**Data supplied:**
►
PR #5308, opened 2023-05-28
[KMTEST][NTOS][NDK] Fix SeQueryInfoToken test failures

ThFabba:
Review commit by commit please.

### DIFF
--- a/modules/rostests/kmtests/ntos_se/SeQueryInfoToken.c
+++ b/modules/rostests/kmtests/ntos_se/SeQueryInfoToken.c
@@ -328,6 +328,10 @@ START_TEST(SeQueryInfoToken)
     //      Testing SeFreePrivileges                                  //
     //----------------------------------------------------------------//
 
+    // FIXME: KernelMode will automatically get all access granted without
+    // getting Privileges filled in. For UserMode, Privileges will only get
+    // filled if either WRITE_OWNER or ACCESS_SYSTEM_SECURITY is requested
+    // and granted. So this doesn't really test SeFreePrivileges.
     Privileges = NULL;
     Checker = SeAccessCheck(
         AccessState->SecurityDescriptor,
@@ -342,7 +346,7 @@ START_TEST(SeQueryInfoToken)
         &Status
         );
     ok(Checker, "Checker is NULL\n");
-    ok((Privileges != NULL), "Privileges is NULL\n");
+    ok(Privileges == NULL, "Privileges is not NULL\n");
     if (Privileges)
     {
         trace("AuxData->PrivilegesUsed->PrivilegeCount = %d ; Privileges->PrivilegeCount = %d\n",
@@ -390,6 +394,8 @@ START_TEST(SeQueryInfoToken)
◄
**Work instruction:**
After locating the line with "Privileges = NULL;", please repeat it and every line after it exactly, through the end of the data above.

**Response below:**
     Privileges = NULL;
     Checker = SeAccessCheck(
         AccessState->SecurityDescriptor,
@@ -342,7 +346,7 @@ START_TEST(SeQueryInfoToken)
         &Status
         );
     ok(Checker, "Checker is NULL\n");
-    ok((Privileges != NULL), "Privileges is NULL\n");
+    ok(Privileges == NULL, "Privileges is not NULL\n");
     if (Privileges)
     {
         trace("AuxData->PrivilegesUsed->PrivilegeCount = %d ; Privileges->PrivilegeCount = %d\n",
@@ -390,6 +394,8 @@ START_TEST(SeQueryInfoToken)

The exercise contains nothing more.